Зограффи и Йенсен не спустились ужинать в ресторан, заказав еду в апартаменты, в которых наверняка витал аромат светлого табака. В восемь часов Зограффи спустился на лифте один, пересек холл, даже не глядя в сторону стойки администратора. Его машины у входа не было. Он решил воспользоваться относительной вечерней прохладой, чтобы прогуляться, и люди следили за ним взглядом, но никто не осмеливался с ним заговорить.
Когда он вернулся в отель полчаса спустя, Эли поглощал свой ужин и, тем не менее, вскочил с набитым ртом, обогнул стойку так поспешно, что ударился бедром, и сделал еще два-три шага вперед. Для него было неважно, что он, возможно, выглядит нелепо, со щеками, раздутыми от еды.
Мишель увидел его. Он просто не мог его не увидеть, но так же, как днем, он ускорил шаг и вскочил в лифт, дверь которого закрыл Гонсалес.
Тогда, даже не закончив свой ужин, Эли схватил листок бумаги и написал на польском языке, не тратя времени на поиск слов:
Мне необходимо с вами поговорить.
Эли
Йенсен только что вошел в бар, где присоединился к Крейгу и другим мужчинам. Мишель остался наверху один и сейчас наверняка просматривал газеты, которые, возвращаясь, купил у Хьюго. Эли видел, как он нес их под мышкой. Четверть часа назад Чавес отправился к жене, которая целый день не покидала номер, поскольку он не хотел показывать ее Зограффи.
К удивлению Гонсалеса, Эли с письмом в руке вошел в лифт.
— На шестой!
— Не хотите, чтобы я отнес?
— Нет.
И наверху:
— Вас подождать?
— Не стоит.
Коридор был слабо освещен. Дверь шестьдесят шестого номера состояла из двух створок, посреди правой створки виднелось отверстие для писем.
Оказавшись один перед этой дверью, Эли утратил всю свою смелость, и его рука, поднявшаяся было к кнопке звонка, безвольно упала вниз. Некоторое время он стоял неподвижно, прислушиваясь, пытаясь угадать, чем сейчас занят Мишель.
Ему не пришла в голову мысль нагнуться и заглянуть в замочную скважину. Да он и не смог бы этого сделать. Неохотно, медленным движением он опустил в щель приготовленный конверт и услышал, как тот упал на пол по ту сторону двери.

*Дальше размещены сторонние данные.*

PR #1598, opened 2023-01-25
Change decomposition package for IonQ depending on whether QIR generation is enabled

cesarzc:


src/QuantumSdk/DefaultItems/DefaultItems.targets
```diff
@@ -97,7 +87,15 @@
     <QSharpDocsGeneration Condition="'$(QSharpDocsOutputPath)' != '' And '$(QSharpDocsGeneration)' == 'default'">true</QSharpDocsGeneration>
     <QSharpDocsGeneration Condition="'$(QSharpDocsOutputPath)' == '' And '$(QSharpDocsGeneration)' == 'default'">false</QSharpDocsGeneration>
     <CSharpGeneration Condition="$(QirGeneration)">false</CSharpGeneration>
+    <!-- Resolving the QuantumInstructionSet to either Type1, Type2, Type3, Type4 or Default.-->
     <EnableQirSubmission Condition="'$(ResolvedProcessorArchitecture)' == 'MicrosoftQuantum' Or '$(ResolvedTargetCapability)' == 'AdaptiveExecution' Or '$(ResolvedTargetCapability)' == 'BasicExecution'">true</EnableQirSubmission>
+    <ResolvedQuantumInstructionSet Condition="'$(ResolvedProcessorArchitecture)' == 'QuantinuumProcessor'">Type1</ResolvedQuantumInstructionSet>
+    <ResolvedQuantumInstructionSet Condition="'$(ResolvedProcessorArchitecture)' == 'IonQProcessor' And !$(EnableQirSubmission)">Type2</ResolvedQuantumInstructionSet>
```
swernli, line 93: Technically this is not necessary, as no process ever used the Type2 decompositions. You could simplify this by just picking Type4 for IonQ always. At that point, Type2 would be unused and could be removed.

cesarzc: The behavior before these changes was that for IonQ targets Type2 decompositions were used. I left it this way to not break the current default behavior when submitting to the Azure Quantum service. Do you think not including this reference would have no effect on the current behavior?

swernli: I believe it wouldn't affect any current behavior, but if you'd prefer keeping things consistent then I think that's fine. The code as is definitely accomplishes the goal!

swernli (approved):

Прошло несколько секунд, быть может, минут. Пружины кресла или дивана легонько скрипнули. Наконец, послышался шелест поднимаемого письма, звук разрываемого конверта.
Если Мишель слышал шум лифта, он знал, что Эли стоит под дверью. Их разделял всего один метр. Мишель прочел письмо, но не вернулся сразу в свое кресло, стоя за дверью так же неподвижно, как Эли.
Неужели он не сжалится над ним и не откроет ему дверь?
Эли пробормотал так тихо, что сам едва услышал себя:
— Мишель!
Он подождал еще, затем повторил чуть громче:
— Мишель!
Пока сохранялась тишина по ту сторону дубовой панели, в нем жила надежда и его сердце билось сильными толчками. Мишель по-прежнему не двигался. Сейчас он протянет руку, повернет ручку двери. Эли больше ничего не говорил, затаив дыхание, и среди всей этой тишины он слышал, как шумит кровь в его висках.
Наконец, когда его сердце уже наполнилось надеждой, послышался звук удаляющихся шагов, ставших более мягкими после перехода с паркета на ковер, и кресло снова скрипнуло, кто-то перевернул газетную страницу.
Он не стал звонить, настаивать, больше ничего не сказал. Ему пришлось еще немного постоять на месте, чтобы его лицо приняло более-менее нормальный вид, и медленно, опустив голову, он направился к лифту, нажал кнопку вызова.